Jaa


5058(S, F): Key file operation.

Event 5058 illustration

Subcategory: Audit Other System Events

Event Description:

This event generates when an operation (read, write, delete, and so on) was performed on a file that contains a KSP key by using a Key Storage Provider (KSP). This event generates only if one of the following KSPs was used:

  • Microsoft Software Key Storage Provider

  • Microsoft Smart Card Key Storage Provider

You can see these events, for example, during certificate renewal or export operations using KSP.
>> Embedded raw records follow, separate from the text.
Issue #87, opened 2022-05-01
Can't view NumPy example from pyscript.net


sudomaze:
While browsing the examples on pyscript.net, I have noticed that the [Visualization of Mandelbrot, Julia and Newton sets with NumPy and HTML5 canvas](https://pyscript.net/examples/numpy_canvas_fractals.html) doesn't work and the reason why seems to be because of wrong importing of `palettes.py`.

![Screenshot from 2022-05-01 02-46-47](https://user-images.githubusercontent.com/17136125/166141136-2bbae1ce-b38d-4ad5-a850-c11ac9fee1eb.png)

This issue was caused by the absolute path set rather than having it as a relative path in `pyscriptjs/examples/numpy_canvas_fractals.html`.

Before:
```yml
- paths:
  - /palettes.py
  - /fractals.py
```
After:
```yml
- paths:
  - palettes.py
  - fractals.py
```

---

I have noticed this issue occurs in different examples that's why most people couldn't view the examples from `REPL` or pyscript.net. I will make a PR for this.

PR #88, opened 2022-05-01
Fix absolute path when import `.py` files in examples

sudomaze:
This PR is for this issue: #87.

### DIFF
--- a/pyscriptjs/examples/antigravity.html
+++ b/pyscriptjs/examples/antigravity.html
@@ -8,7 +8,7 @@
   </head>
   <py-env>
 - paths:
-  - antigravity.py
+  - ./antigravity.py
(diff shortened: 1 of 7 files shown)


pyscriptjs/examples/antigravity.html
```diff
@@ -8,7 +8,7 @@
   </head>
   <py-env>
 - paths:
-  - /antigravity.py
+  - antigravity.py
```
fpliger, line 11: Iirc, the way browsers will interpret this is to translate it to `./antigravity`.. In that case, I'd suggest changing to that.

fpliger (approved):
awesome! Thanks @sudomaze  for addressing the comments! \o/

PR #93, opened 2022-05-01
add classname dynamically in examples

Mng-dev-ai:


fpliger (approved):
lgtm. I think we can actually remove these entirely but it's actually a good catch and improves the current code quality. Thank you for the contribution @mng-dev-ai

PR #96, opened 2022-05-01
Fix minor typo

traveldwindling:


fpliger (approved):
Good catch. Thanks for the fix @traveldwindling!

PR #101, opened 2022-05-01
Fixing typescript error in build process

rmyers:
When running npm build you get the following error, casting ChildNode as HTMLElement will fix:

```
!) Plugin typescript: @rollup/plugin-typescript TS2345: Argument of type 'ChildNode' is not assignable to parameter of type 'HTMLElement'.
  Type 'ChildNode' is missing the following properties from type 'HTMLElement': accessKey, accessKeyLabel, autocapitalize, dir, and 223 more.
src/components/pybox.ts: (57:24)

57             addClasses(node, [width, 'mx-1'])
                          ~~~~
```


philippjfr:
Thanks for contributing @rmyers! Straightforward fix, let's merge.

PR #102, opened 2022-05-01
Closed the body tag in Example Html

yatharth9:


fpliger (approved):
Great catch @yatharth9 . Thank you!!

PR #113, opened 2022-05-02
Adding Counter App example

castasint:
This is a basic counter app. This will show how to execute Python code to keep track of the Counter variable.

### DIFF
--- a/pyscriptjs/examples/counter.html
+++ b/pyscriptjs/examples/counter.html
@@ -1,0 +1,63 @@
+<!DOCTYPE html>
+<html lang="en">
+
+<head>
+    <meta charset="UTF-8">
+    <meta http-equiv="X-UA-Compatible" content="IE=edge">
+    <meta name="viewport" content="width=device-width, initial-scale=1.0">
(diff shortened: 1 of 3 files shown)


fpliger:
@castasint , thank you! this example has a lot of good inputs to improve PyScript interface... but need some time to review it with more time (I'm currently traveling from PyCon). Will try to get to it tomorrow.

fpliger:
Very sorry, this somehow got out of my radar.

Like I mentioned in other example PRs, we need to organize community-contributed examples bucket we can make it easier for the community to contribute. That said though, I think there's a lot of value in making it more "PyScript-y" and more simple/lean. Like taking more advantages of PyScript convenience classes to access Dom elements, using <py-button> instead of <button>,  reducing the amount of CSS used, etc... (Keep in mind that these comments are mainly from wearing my core dev hat and trying to put myself in the shoes of novice users :) )

Independently of the above (you may decide to iterate on it or just leave as is), once we decide how to manage the new examples, we can add it in the right place. (the changes might also come after we merge if you are ok with that)

Issue #120, opened 2022-05-02
Running the type() function inside the pyscript raises a JsException


gmjen:
eg:
```
>>> type([1, 2, 3])

JsException(PythonError: Traceback (most recent call last): File "", line 156, in write File "", line 116, in write File "", line 79, in format_mime File "", line 54, in eval_formatter TypeError: descriptor '__repr__' of 'list' object needs an argument )
```

This appears to occur both when trying running `type()` from the repl and when used inside a `<py-script>` tag

```
<py-script>
type('A')`
</py-script>
```

<img width="859" alt="image" src="https://user-images.githubusercontent.com/104085438/166267860-150afe70-f538-40cc-ae92-f8eedeb46a53.png">

mattkram:
Just for information, this appears to work fine in [pyodide](https://pyodide.org/en/stable/console.html)

![image](https://user-images.githubusercontent.com/11037737/166269050-21346281-924f-418d-bd96-4d9881011c3c.png)

PR #121, opened 2022-05-02
Handle __repr__ of types

philippjfr:
The problem here was that it was calling `type.__repr__` which is missing the self argument. Instead we should simply call `repr(type)`. There is however a secondary problem, which is that since we are rendering straight to the DOM the `<` and `>` in the type repr get taken as an HTML tag and we still don't get any output. We will have to consider whether to always escape `<` and `>` when rendered into the DOM which would unfortunately mean that we cannot have strings be directly interpreted as HTML (e.g. breaking @pzwang's rick-roll demo in the PyCon keynote).

Partially Fixes https://github.com/pyscript/pyscript/issues/120

### DIFF
--- a/pyscriptjs/src/interpreter.ts
+++ b/pyscriptjs/src/interpreter.ts
@@ -66,7 +66,7 @@ def format_mime(obj):
     """
     Formats object using _repr_x_ methods.
     """
-    if isinstance(obj, str):
+    if isinstance(obj, (str, type)):
         return obj, 'text/plain'
 
     mimebundle = eval_formatter(obj, '_repr_mimebundle_')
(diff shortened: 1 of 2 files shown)


fpliger:
That's a great topic....


My 2 cents is that we should provide ways for users to decide what they want to do on 2 levels: the pyscript component level (with an attribute to `<py-script>`,  `<py-repl>` and any other element that outputs to the dom. The attribute could be `auto-escape` or something like that) and on the Higher level language level (that users can call directly wrapping their output). What do you think @philippjfr ?

fpliger:
That's a great topic....


My 2 cents is that we should provide ways for users to decide what they want to do on 2 levels: the pyscript component level (with an attribute to `<py-script>`,  `<py-repl>` and any other element that outputs to the dom. The attribute could be `auto-escape` or something like that) and on the Higher level language level (that users can call directly wrapping their output). What do you think @philippjfr ?

philippjfr:
I agree that configurability is probably our only way out of this problem. Let's open another issue about this and then merge this PR because this fix is independent of that issue.

fpliger (approved):
lgtm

Note  For recommendations, see Security Monitoring Recommendations for this event.


Event XML:

- <Event xmlns="http://schemas.microsoft.com/win/2004/08/events/event">
- <System>
 <Provider Name="Microsoft-Windows-Security-Auditing" Guid="{54849625-5478-4994-A5BA-3E3B0328C30D}" /> 
 <EventID>5058</EventID> 
 <Version>0</Version> 
 <Level>0</Level> 
 <Task>12292</Task> 
 <Opcode>0</Opcode> 
 <Keywords>0x8020000000000000</Keywords> 
 <TimeCreated SystemTime="2015-10-14T19:32:07.888796600Z" /> 
 <EventRecordID>1048275</EventRecordID> 
 <Correlation /> 
 <Execution ProcessID="520" ThreadID="2312" /> 
 <Channel>Security</Channel> 
 <Computer>DC01.contoso.local</Computer> 
 <Security /> 
 </System>
- <EventData>
 <Data Name="SubjectUserSid">S-1-5-21-3457937927-2839227994-823803824-1104</Data> 
 <Data Name="SubjectUserName">dadmin</Data> 
 <Data Name="SubjectDomainName">CONTOSO</Data> 
 <Data Name="SubjectLogonId">0x38e2d</Data> 
 <Data Name="ProviderName">Microsoft Software Key Storage Provider</Data> 
 <Data Name="AlgorithmName">ECDH\_P521</Data> 
 <Data Name="KeyName">le-SuperAdmin-5e350d8e-ae46-458c-bac0-d8f3279c944e</Data> 
 <Data Name="KeyType">%%2500</Data> 
 <Data Name="KeyFilePath">C:\\Users\\dadmin\\AppData\\Roaming\\Microsoft\\Crypto\\Keys\\c0a496c6786f0d25e8624fee96e4e580\_7a1bf91d-ebdd-449c-825d-c97f2f47cd01</Data> 
 <Data Name="Operation">%%2459</Data> 
 <Data Name="ReturnCode">0x0</Data> 
 </EventData>
 </Event>

Required Server Roles: None.

Minimum OS Version: Windows Server 2008, Windows Vista.

Event Versions: 0.

Field Descriptions:

Subject:

  • Security ID [Type = SID]: SID of account that requested key file operation. Event Viewer automatically tries to resolve SIDs and show the account name. If the SID can't be resolved, you'll see the source data in the event.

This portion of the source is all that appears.